Memorable Quotes & Timestamps
- “Supervisors have a great deal of power. You're right, we don't have nearly the literature about supervision that we have about psychotherapy.”
— Nancy McWilliams (07:53) - “Supervision is much less difficult than psychotherapy. You're hearing things from one remove and they're clearer to you. You're not in the soup the same way the therapist is.”
— Nancy McWilliams (35:32) - “One student ... was profoundly manipulative... believed that every ... female patient ... had an erotic transference to him ... we were able to counsel him out of the program because I think he was a danger. But it’s ... difficult.”
— Nancy McWilliams (41:12) - “If you do this, it'll be positive in this way and negative in that way. If you do that, it'll be positive in this way and negative in that way.”
— Nancy McWilliams (47:27) - “Just stay in touch with where the self esteem of your supervisee is rather than your own sense that your own self esteem requires you to be adding something to what they know.”
— Nancy McWilliams (56:36)
Notable Moments & Timestamps
- 05:20: McWilliams explains how the COVID pandemic led her to write this book.
- 14:31: Discussion of 'intimate education' and Freud’s impossible professions.
- 20:35: Differentiating therapist and supervisor roles.
- 30:31: McWilliams outlines her preferred supervision session structure.
- 43:18: The supervisor’s role when a supervisee’s patient commits suicide.

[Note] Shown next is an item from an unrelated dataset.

PR #14529, opened 2020-05-01
Use FQCN imports.

dereuromark:
Complements https://github.com/cakephp/cakephp/pull/14527

Thanks to my trailing comma sniff fixes, this should not create any merge conflicts.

- 47:23: Extended ethical vignette about confidentiality and disclosure.
- 54:38: Final counsel about humility, tentativeness in recommendations, and respecting supervisees’ instincts.
Tone and Style
McWilliams is candid, deeply thoughtful, and rooted in both clinical experience and psychoanalytic tradition. The conversation is serious but warm, illustrative, and littered with rich real-world examples. Both host and guest keep the focus practical, relational, and ethical, inviting listeners into the intimate and often ambiguous world of psychoanalytic supervision.
For Further Reading
- Nancy McWilliams, Psychoanalytic Supervision (Guilford Publications, 2021)
- Reference to key articles by Charles Watkins, Jane Tillman, Eric Plaikin, and relational psychoanalysis literature.
- Readers interested in the nitty-gritty of supervision, ethical dilemmas, or psychoanalytic education will find rich insights and practical wisdom within both the book and this episode.